MATERIAL TO PROCESS.

PR #575, opened 2025-06-26
Refactor HMC calibration

### LINKED ISSUE #521: Refactor: MCMC calibration
In addition to the PyTorch refactor and integrating with the rest of the `experimental/` code, some things to consider:
- allow the user to pass multiple observations and handle correctly
- allow the user to run without passing sensitivity results
- possibly modularise by moving all the functionality that refines parameter bounds given NROY samples into a different class (using history matching for this is a very specific workflow that not everyone uses)
- we could also look into other plotting libraries (e.g., [arviz](https://python.arviz.org/en/stable/))

radka-j:
Closes #521 

Also adds new methods to `SensitivityAnalysis` and `HistoryMatching` to enable the full workflow currently implemented in main. 

I renamed it to `BayesianCalibration` as that is the general term for what we're doing. It has a `run_mcmc` method. We could imagine one day having a `run_svi` method in the same class. Not that it's a priority, just explaining motivation for the naming.

Start with the `hm_refactor.ipynb` notebook.


autoemulate/experimental/calibration/hmc.py
```diff
@@ -0,0 +1,238 @@
...
+            msg = "Noise must be either a float or a dictionary of floats."
+            raise ValueError(msg)
+
+    def model(self, predict: bool = False):
+        """
+        Pyro model.
+
+        Parameters
+        ----------
+        predict: bool
```
radka-j, line 102: The description here isn't correct. When the model is run with `predict=True` we aren't actually sampling. The posterior predictive is returned from the generated parameter MCMC samples.

radka-j:
I've also re-run the MCMC with the same data and emulator and there's variability in time there too (e.g., from 20-60 seconds).

autoemulate/experimental/calibration/bayes.py
```diff
@@ -0,0 +1,290 @@
...
+        Parameters
+        ----------
+        mcmc: MCMC
+            The MCMC object.
+        posterior_predictive: bool
+            Whether to include posterior predictive samples. Defaults to False.
+
+        Returns
+        -------
+        az.data.inference_data.InferenceData
```
sgreenbury, line 264:
```suggestion
        az.InferenceData
```

sgreenbury (approved):
This looks really great! Thanks @radka-j!

PR #581, opened 2025-06-30
Fix MLP initialization

### LINKED ISSUE #580: Fix epochs argument missing from MLP
The MLP doesn't enable the epochs to be set from the `__init__` API.

sgreenbury:
Closes #580.

This PR adds `epochs` and `bias_init` to the `MLP` constructor so that they are set as expected upon construction.


cisprague (approved):
Looks good – thanks!

PR #582, opened 2025-06-30
Add learning rate scheduler

### LINKED ISSUE #576: Add learning rate scheduler as hyperparameter
### Summary

Update PytorchBackend and GPytorchBackend to include a learning rate scheduler, see [PyTorch docs](https://docs.pytorch.org/docs/stable/optim.html#how-to-adjust-learning-rate)

- This would be an additional model config parameter
- May want to also include other params e.g. gamma
    - Things like which scheduler, optimizer to use (see momentum param below used by SGD but not adam)
- Note: Look at the MLP emulator in experimental where these params are already passed
- **Look into passing in the scheduler as an argument, instead of the individual hyperparameters** (partially instantiated e.g. with a default learning rate set)

### Basic Example

PyTorch example:
```
optimizer = optim.SGD(model.parameters(), lr=0.01, momentum=0.9)
scheduler = ExponentialLR(optimizer, gamma=0.9)

for epoch in range(20):
    for input, target in dataset:
        optimizer.zero_grad()
        output = model(input)
        loss = loss_fn(output, target)
        loss.backward()
        optimizer.step()
    scheduler.step()
```

### TODO:

- [x] Add optimizer as an argument to `PyTorchBackend` with a default
- [x] Add learning rate as an argument to `PyTorchBackend` with a default
- [x] Add scheduler argument to `PyTorchBackend`
- [x] Add scheduler in training loop
- [x] Add gamma as an argument to `PyTorchBackend` with a default

### Drawbacks

None, this would be done as part of 1.0 release instead of #475 

### Unresolved questions

_No response_

### Implementation PR

_No response_

### Reference Issues

_No response_

edwardchalstrey1:
Closes #576 

### Questions for reviewers

1. Are we happy with the [ExponentialLR](https://docs.pytorch.org/docs/stable/generated/torch.optim.lr_scheduler.ExponentialLR.html) or do we want to have a [set step size ](https://docs.pytorch.org/docs/stable/generated/torch.optim.lr_scheduler.StepLR.html#steplr) **or** in the AutoEmulate context do we want to try both i.e. a randomly selected hyperparamater could be which scheduler to use
2. Similarly are we happy with using [Adam](https://docs.pytorch.org/docs/stable/generated/torch.optim.Adam.html#adam) optimizer or is this something worth varying?


autoemulate/experimental/emulators/base.py
```diff
@@ -107,7 +108,10 @@ class PyTorchBackend(nn.Module, Emulator, Preprocessor):
     verbose: bool = False
     preprocessor: Preprocessor | None = None
     loss_fn: nn.Module = nn.MSELoss()
+    optimizer_cls: type[optim.Optimizer] = optim.Adam
     optimizer: optim.Optimizer
+    lr: float = 1e-1
+    scheduler: ExponentialLR | None = None
```
edwardchalstrey1, line 114: Maybe we don't need a `None` option here, but I guess it gives the option to not use a scheduler if that was wanted

edwardchalstrey1: Can we do a base scheduler class here?

tests/experimental/test_experimental_base.py
```diff
@@ -27,7 +28,8 @@ def __init__(self, x=None, y=None, random_seed=None, device=None, **kwargs):
             _, _ = x, y  # unused variables
             self.linear = nn.Linear(1, 1)
             self.loss_func = nn.MSELoss()
-            self.optimizer = optim.SGD(self.parameters(), lr=0.01)
+            self.optimizer = self.optimizer_cls(self.parameters(), lr=self.lr)  # type: ignore[call-arg]
+            self.scheduler = ExponentialLR(self.optimizer, gamma=self.gamma)
```
radka-j, line 32: Same comment as for MLP
```suggestion

```

autoemulate/experimental/emulators/gaussian_process/exact.py
```diff
@@ -46,6 +47,11 @@ class GaussianProcessExact(
 
     """
 
+    # TODO: refactor to work more like PyTorchBackend once any subclasses implemented
```
edwardchalstrey1, line 50: Since this is supposed to be a base class but also the only implementation we have so far I have explicitly defined the optmizer and scheduler in the `__init__` below. Does this make sense and should I set the scheduler to `None`?

edwardchalstrey1:
> Set up an __init__ in PyTorchBackend that initialises scheduler, optimizer and any other common params and call super init in the inits of the emulator subclasses of PyTorchBackend
Optimizer is different in MLP vs Polynomial
> Support for LRScheduler type hint could have a union scheduler_cls: type[LRScheduler] | partial[LRScheduler] where if the type is passed then it picks default values for any scheduler hyperparams
#591 
Have opened a new issue to look at post 1.0 release after discussion with @sgreenbury see

autoemulate/experimental/emulators/base.py
```diff
@@ -190,7 +192,12 @@ class PyTorchBackend(nn.Module, Emulator, Preprocessor):
     verbose: bool = False
     preprocessor: Preprocessor | None = None
     loss_fn: nn.Module = nn.MSELoss()
+    optimizer_cls: type[optim.Optimizer] = optim.Adam
     optimizer: optim.Optimizer
+    lr: float = 1e-1
+    scheduler_cls: type[LRScheduler] | partial[LRScheduler] = ExponentialLR
+    scheduler: LRScheduler | None = None
+    gamma: float = 0.9
```
radka-j, line 200: I think we could do something like this everywhere
```suggestion
        scheduler_cls: type[LRScheduler] | partial[LRScheduler] | None = None
```

autoemulate/experimental/emulators/gaussian_process/exact.py
```diff
@@ -121,6 +129,11 @@ def __init__(  # noqa: PLR0913 allow too many arguments since all currently requ
         self.lr = lr
         self.batch_size = batch_size
         self.activation = activation
+        self.gamma = gamma
+        self.optimizer = self.optimizer_cls(self.parameters(), lr=self.lr)  # type: ignore[call-arg] since all optimizers include lr
+        self.scheduler = None
```
radka-j, line 134:
```suggestion
        self.optimizer = self.optimizer_cls(self.parameters(), lr=self.lr)  # type: ignore[call-arg] since all optimizers include lr
        if scheduler_cls is None:
                self.scheduler = None
        else:
                # here need to also handle whether it's partial or not and do the right thing 
```

edwardchalstrey1:
TODO:
- [ ] Add tests where scheduler is and isn't set so we can have it None by default

autoemulate/experimental/emulators/gaussian_process/exact.py
```diff
@@ -121,6 +129,11 @@ def __init__(  # noqa: PLR0913 allow too many arguments since all currently requ
         self.lr = lr
         self.batch_size = batch_size
         self.activation = activation
+        self.gamma = gamma
```
radka-j, line 132:
```suggestion

```

edwardchalstrey1:
@radka-j @sgreenbury  see if you like the way I've implemented hyperparameter selection for the scheduler

radka-j:
> @radka-j @sgreenbury see if you like the way I've implemented hyperparameter selection for the scheduler

looks very nice!

edwardchalstrey1:
Now includes changes from #586 so merge that first

edwardchalstrey1:
@sgreenbury @cisprague do you understand why [this test](https://github.com/alan-turing-institute/autoemulate/actions/runs/16145931849/job/45564658727?pr=582) fails? Looks like it's related to #586

autoemulate/experimental/emulators/base.py
```diff
@@ -204,6 +209,56 @@ def loss_func(self, y_pred, y_true):
...
+        """
+        all_params = [
+            {
+                "scheduler_cls": [ExponentialLR],
+                "scheduler_kwargs": [
+                    {"gamma": 0.9},
+                    {"gamma": 0.95},
+                ],
+            },
+            # TODO: investigate these suggestions from copilot
```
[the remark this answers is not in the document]
sgreenbury: Perhaps we can add the one used in current `ExactGPRegressor` too or instead?
```suggestion
            {
                "scheduler_cls": LRScheduler,
                "scheduler_kwargs": [{"policy":"ReduceLROnPlateau", "patience": 5, "factor": 0.5)}]
            },
            # TODO: investigate these suggestions from copilot
```

autoemulate/experimental/emulators/gaussian_process/exact.py
```diff
@@ -133,6 +140,13 @@ def __init__(  # noqa: PLR0913 allow too many arguments since all currently requ
         self.epochs = epochs
         self.lr = lr
         self.activation = activation
+        self.optimizer = self.optimizer_cls(self.parameters(), lr=self.lr)  # type: ignore[call-arg] since all optimizers include lr
+        # Extract scheduler-specific kwargs if present
+        scheduler_kwargs = kwargs.pop("scheduler_kwargs", {})
+        if self.scheduler_cls is None:
+            self.scheduler = None
+        else:
+            self.scheduler = self.scheduler_cls(self.optimizer, **scheduler_kwargs)
```
sgreenbury, line 149: Perhaps it would be worth refactoring this into a function or method on a base class (e.g. `construct_scheduler`) as repeated a few times? An alternative to having to init the other variables too like the optimizer etc would be good but I think that would make sense in a new issue/PR.

sgreenbury (commented):
I think this looks great, thanks @edwardchalstrey1! I left two small suggestions above and also a suggestion for the failing CI and then think it looks good to merge with #586 now merged.

cisprague:
The covariance matrices returned from`Ensemble` emulators should at least be symmetric and have non-negative eigenvalues (positive **semi**-definite). So an addition of some small jitter on the diagonals should work, and symmetrising with `(A + A.T)/2` wouldn't hurt (it should already be symmetric). Otherwise, it could just be some round-off error – some eigenvalues might be like `-1e-6` for large matrices.

sgreenbury (approved):
This looks good to merge, thanks @edwardchalstrey1!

EXERCISE BRIEF. Starting from the top of the records and ending at the line that contains "Also adds new", repeat each line exactly and return only those lines.

RESULT OF THIS EXERCISE.
PR #575, opened 2025-06-26
Refactor HMC calibration

### LINKED ISSUE #521: Refactor: MCMC calibration
In addition to the PyTorch refactor and integrating with the rest of the `experimental/` code, some things to consider:
- allow the user to pass multiple observations and handle correctly
- allow the user to run without passing sensitivity results
- possibly modularise by moving all the functionality that refines parameter bounds given NROY samples into a different class (using history matching for this is a very specific workflow that not everyone uses)
- we could also look into other plotting libraries (e.g., [arviz](https://python.arviz.org/en/stable/))

radka-j:
Closes #521 

Also adds new methods to `SensitivityAnalysis` and `HistoryMatching` to enable the full workflow currently implemented in main. 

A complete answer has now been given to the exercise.